Be careful what you write, said Lang, who said it seems like every time she writes something heart-tugging, she ends up “living it out” somehow. Three months after writing the song, she was diagnosed with breast cancer.


“I didn’t really allow anybody to see me cry when I was diagnosed with breast cancer,” she said. “I was going through chemo and radiation, so I was bald and green and I let myself just really cry when the kids were at school one day. I was looking in the mirror and I just thought, oh my gosh, I look like a monster. I was wailing, crying.”


Then Lang heard someone enter her house. Freshly showered, she threw on a robe to see who it was. It was the person she was dating, country music star T.G. Sheppard.

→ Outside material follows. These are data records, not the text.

PR #78, opened 2021-01-18
Command framework improvements

Naamloos:
## Description
Made some changes to the Commands Framework (and in addition, to the plugin manager and plugins).

## Most notable changes
- Commands can now be registered from a `PluginBase`.
- For commands in other classes, plugins can define dependencies. For this, I've introduced the `CommandDependencyBundle` class and the `RegisterCommandDependencies` method.
- Added the `RegisterSingleCommand` method to `PluginBase`. Requires a valid method with command attributes. At this moment it does not support references to it's defining class. I will update that later. The method might change. (*breaking change*)
- Command classes in plugin assemblies are now required to be registered with the `CommandRoot` attribute, so they can be found by Obsidian and be properly registered. (internally, this is not needed for the `MainCommandModule`, as we register that manually.)
- Add a fix that properly defines plugin commands to clients.
- The command framework itself has been moved back to the base server.
- Methods for registering commands have been removed from the IServer interface, this is now all automated via attributes. This is purely so it's easier to keep track of what plugin registered what command, making it possible to unregister commands later.
- Oh, right, you can unregister commands now. Useful for unloading plugins at runtime. Take note that this still requires a call to `Registry.RegisterCommands(Server);` to ensure the internal declare commands packet is updated.
- Added more love to the bottom of `PluginManager.cs`.
- `ObsidianContext` was renamed to `CommandContext`
- Command Framework is now located at `Commands/Framework` and now has the `Obsidian.Commands.Framework` namespace.

### Requesting review from other maintainers.

_note: I might have missed some things in this PR description._


Obsidian.API/_Types/CommandContext.cs
```diff
@@ -0,0 +1,39 @@
...
+    public class CommandContext
+    {
+        internal string Message;
+
+        public CommandContext(string message, IPlayer player, IServer server/*, IClient client*/)
+        {
+            this.Player = player;
+            this.Server = server;
+            this.Message = message;
+            //this.Client = client;
```
roxxel: Maybe would be better to remove this?

Naamloos: Yes, but not for this PR.

Naamloos:
Proposed changes:
- Use only `PluginBase` as a Dependency for command classes.
- Remove `CommandDependencyBundle`
- Add `PluginBase` to `CommandContext` instead of `Dependencies`
- Use `[Inject]` to inject `PluginBase` into command classes

***!!!Please do not merge yet!!!***

Naamloos:
Just went for injecting any dependency, and Plugins as an extension to that for Command Roots and subclasses.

“It was the first time he had seen me without a wig on or makeup or anything, so I was embarrassed and I started crying even harder and he pulled me down on his lap in my closet floor and just kept rocking me like a little baby and he kept telling me, ‘I’m not going anywhere. I’m right here. I love you. You’re the most beautiful thing I’ve ever seen.’ It hit me like, my gosh, that’s a full-circle moment there, you know? And so he went with me to all of my MRIs and held my hand in there in all my treatments. Several years later, we ended up marrying. We’ve been together 20 years now.”

Lang recorded “I’m Not Going Anywhere,” and it was a track on her “11:11” album. Sheppard and Crystal Gayle covered the song on his “Legendary Friends & Country Duets” album. “I’m Not Going Anywhere” was included on the soundtrack for “Deal,” one of Burt Reynolds’ final films.


And time marches on.


Lang thought the song had run its course. Then she got a message from her music administrator saying that someone from Ascension Hospitals saw her singing “I’m Not Going Anywhere” on a YouTube Video at Nashville’s Bluebird Cafe. The song was wanted for a local campaign. Reaction merited a promotion to a national “Your Care Is Our Calling” campaign honoring caregivers and the patients they serve during a time of social distancing.

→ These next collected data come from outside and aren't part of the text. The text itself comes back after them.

PR #80, opened 2021-01-19
Hex colors support

roxxel:
#### Summary
- Added `HexColor` struct
- Added `color` property to ChatMessage

### DIFF
--- a/Obsidian.API/_Types/HexColor.cs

“Right now, so many people can’t see their loved ones in hospitals, so this song has really resonated and struck a nerve with hearts,” Lang said. “So Ascension decided to take it national and, wow, I am honored and humbled to be the person that held the pen that God wrote this song through because it was seriously a God thing. There’s no doubt.”

Lang embraced the song’s second “life” and re-recorded “I’m Not Going Anywhere” for a deluxe EP. The EP includes a piano version, an orchestrated version and the tale behind the song. The EP can be purchased at www.kellylang.net. Click here for a new video of the song.


Lang, born in Oklahoma City, spent childhood years in Norman. She relocated to Tennessee because her father, Velton Lang, was a longtime road manager for Conway Twitty, who once was based out of Oklahoma City. In September, while appearing on the Mike Huckabee-hosted talk show “Huckabee,” she was surprised with an announcement that she had been selected for inclusion in the Oklahoma Music Hall of Fame.


Lang’s music journey so far is bookended by charting with “Lady Lady” at age 15 and, now, watching a song from her past become perhaps more relevant than ever. A writer from People.com interviewed Lang to delve into the song’s history.

“As a creative person ... it’s frustrating sometimes when you create something and you don’t see anything coming from it,” she said. “If I could be of some inspiration for those out there that create, nothing is in vain. Your timing is not necessarily God’s timing, and he may have different plans for later. I seriously had no earthly idea that this was coming my way.”